§ **Instructions to follow**
Every line in the data below that includes "problems" belongs in the answer, copied as it stands.

[Opening Task data section]

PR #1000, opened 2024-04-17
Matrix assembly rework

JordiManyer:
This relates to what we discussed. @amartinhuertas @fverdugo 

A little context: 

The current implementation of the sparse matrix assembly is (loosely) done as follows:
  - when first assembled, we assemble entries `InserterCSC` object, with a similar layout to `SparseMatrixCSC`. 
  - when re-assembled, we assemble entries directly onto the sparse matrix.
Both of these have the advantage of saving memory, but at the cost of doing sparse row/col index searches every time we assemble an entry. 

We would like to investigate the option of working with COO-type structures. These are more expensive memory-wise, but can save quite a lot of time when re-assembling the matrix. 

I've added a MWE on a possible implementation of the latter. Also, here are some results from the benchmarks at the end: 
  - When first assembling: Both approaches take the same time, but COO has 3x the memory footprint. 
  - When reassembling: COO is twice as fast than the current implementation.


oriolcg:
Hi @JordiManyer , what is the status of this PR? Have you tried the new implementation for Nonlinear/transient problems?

[Closing Task data section]
[Opening Task data section]

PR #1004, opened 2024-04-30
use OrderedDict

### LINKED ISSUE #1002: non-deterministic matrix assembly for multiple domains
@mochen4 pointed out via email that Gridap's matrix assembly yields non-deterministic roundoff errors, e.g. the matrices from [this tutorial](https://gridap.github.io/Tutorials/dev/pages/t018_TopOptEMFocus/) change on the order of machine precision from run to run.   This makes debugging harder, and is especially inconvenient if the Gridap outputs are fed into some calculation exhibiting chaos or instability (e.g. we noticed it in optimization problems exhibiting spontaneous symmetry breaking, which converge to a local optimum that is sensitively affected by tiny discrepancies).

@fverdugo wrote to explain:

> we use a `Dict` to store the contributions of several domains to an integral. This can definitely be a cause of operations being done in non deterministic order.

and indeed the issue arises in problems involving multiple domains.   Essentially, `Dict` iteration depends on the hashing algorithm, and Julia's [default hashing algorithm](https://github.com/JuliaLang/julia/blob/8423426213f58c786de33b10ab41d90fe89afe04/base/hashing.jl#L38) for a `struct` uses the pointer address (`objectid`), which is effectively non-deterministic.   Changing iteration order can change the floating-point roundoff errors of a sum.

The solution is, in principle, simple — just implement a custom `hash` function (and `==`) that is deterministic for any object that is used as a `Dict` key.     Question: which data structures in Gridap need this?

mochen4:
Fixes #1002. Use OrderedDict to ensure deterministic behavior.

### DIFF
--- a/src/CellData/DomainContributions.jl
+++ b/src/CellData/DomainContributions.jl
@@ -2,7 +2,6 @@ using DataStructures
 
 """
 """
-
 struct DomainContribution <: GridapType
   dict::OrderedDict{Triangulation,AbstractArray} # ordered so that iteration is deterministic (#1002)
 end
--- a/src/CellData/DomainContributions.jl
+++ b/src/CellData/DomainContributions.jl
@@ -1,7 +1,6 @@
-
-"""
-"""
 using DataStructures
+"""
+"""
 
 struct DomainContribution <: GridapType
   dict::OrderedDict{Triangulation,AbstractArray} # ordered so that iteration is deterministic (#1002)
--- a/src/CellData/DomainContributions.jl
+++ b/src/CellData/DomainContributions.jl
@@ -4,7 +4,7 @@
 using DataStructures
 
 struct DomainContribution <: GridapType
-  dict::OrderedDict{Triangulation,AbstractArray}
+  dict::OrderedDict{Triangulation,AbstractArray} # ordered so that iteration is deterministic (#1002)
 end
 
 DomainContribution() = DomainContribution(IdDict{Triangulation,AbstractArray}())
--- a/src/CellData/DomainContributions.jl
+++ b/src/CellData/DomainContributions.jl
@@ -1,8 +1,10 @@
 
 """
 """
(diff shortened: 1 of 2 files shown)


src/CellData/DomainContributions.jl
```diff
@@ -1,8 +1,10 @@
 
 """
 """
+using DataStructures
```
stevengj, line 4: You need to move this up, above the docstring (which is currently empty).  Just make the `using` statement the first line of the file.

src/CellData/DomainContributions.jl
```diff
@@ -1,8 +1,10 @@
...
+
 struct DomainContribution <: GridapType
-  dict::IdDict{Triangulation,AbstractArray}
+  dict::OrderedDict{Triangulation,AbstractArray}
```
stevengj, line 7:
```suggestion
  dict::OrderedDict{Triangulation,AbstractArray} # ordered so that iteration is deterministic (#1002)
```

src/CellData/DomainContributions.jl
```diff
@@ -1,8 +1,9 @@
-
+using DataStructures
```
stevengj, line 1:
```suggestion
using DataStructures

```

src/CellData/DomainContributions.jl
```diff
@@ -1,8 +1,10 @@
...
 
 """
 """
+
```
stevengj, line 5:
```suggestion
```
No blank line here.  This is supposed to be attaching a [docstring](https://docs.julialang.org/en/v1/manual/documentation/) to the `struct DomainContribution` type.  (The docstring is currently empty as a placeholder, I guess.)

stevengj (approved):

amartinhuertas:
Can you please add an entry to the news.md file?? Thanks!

[Closing Task data section]

§ **Solved exercise**
Hi @JordiManyer , what is the status of this PR? Have you tried the new implementation for Nonlinear/transient problems?
@mochen4 pointed out via email that Gridap's matrix assembly yields non-deterministic roundoff errors, e.g. the matrices from [this tutorial](https://gridap.github.io/Tutorials/dev/pages/t018_TopOptEMFocus/) change on the order of machine precision from run to run.   This makes debugging harder, and is especially inconvenient if the Gridap outputs are fed into some calculation exhibiting chaos or instability (e.g. we noticed it in optimization problems exhibiting spontaneous symmetry breaking, which converge to a local optimum that is sensitively affected by tiny discrepancies).
and indeed the issue arises in problems involving multiple domains.   Essentially, `Dict` iteration depends on the hashing algorithm, and Julia's [default hashing algorithm](https://github.com/JuliaLang/julia/blob/8423426213f58c786de33b10ab41d90fe89afe04/base/hashing.jl#L38) for a `struct` uses the pointer address (`objectid`), which is effectively non-deterministic.   Changing iteration order can change the floating-point roundoff errors of a sum.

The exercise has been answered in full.